PR #483, opened 2024-05-15
feat: add nano contract feature toggle to dashboard

alexruzenhack:
### Acceptance Criteria
- it should add Nano Contract feature toggle in the Dashboard

Nano Contract `disabled`

Nano Contract `enabled`

### Security Checklist

### DIFF
--- a/src/utils.js
+++ b/src/utils.js
@@ -12,7 +12,7 @@ import { t } from 'ttag';
 import { Linking, Platform, Text } from 'react-native';
 import { getStatusBarHeight } from 'react-native-status-bar-height';
 import baseStyle from './styles/init';
-import { KEYCHAIN_USER } from './constants';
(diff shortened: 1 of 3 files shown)


src/utils.js
```diff
@@ -392,3 +392,14 @@ export function combineURLs(baseURL, relativeURL) {
...
 );
+
+/**
+ * Get Nano Contract feature toggle state from redux.
+ *
+ * @param {Object} state Redux store state
+ *
+ * @returns {boolean} the Nano Contract feature toggle state.
+ */
+export const getNanoContractFeatureToggle = (state) => (
```
r4mmer, line 403: Should we create a new file for feature flag selectors?

r4mmer (approved):

src/utils.js
alexruzenhack: Hummm... I think it is nice, but doing it for all selectors. We have a folder for `reducers`, maybe we can create a folder for `selectors`. What do you think?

**Task item**.
For the string "utils", filter the data and copy out each line where it occurs.

**Response to the task**.
--- a/src/utils.js
+++ b/src/utils.js
src/utils.js
src/utils.js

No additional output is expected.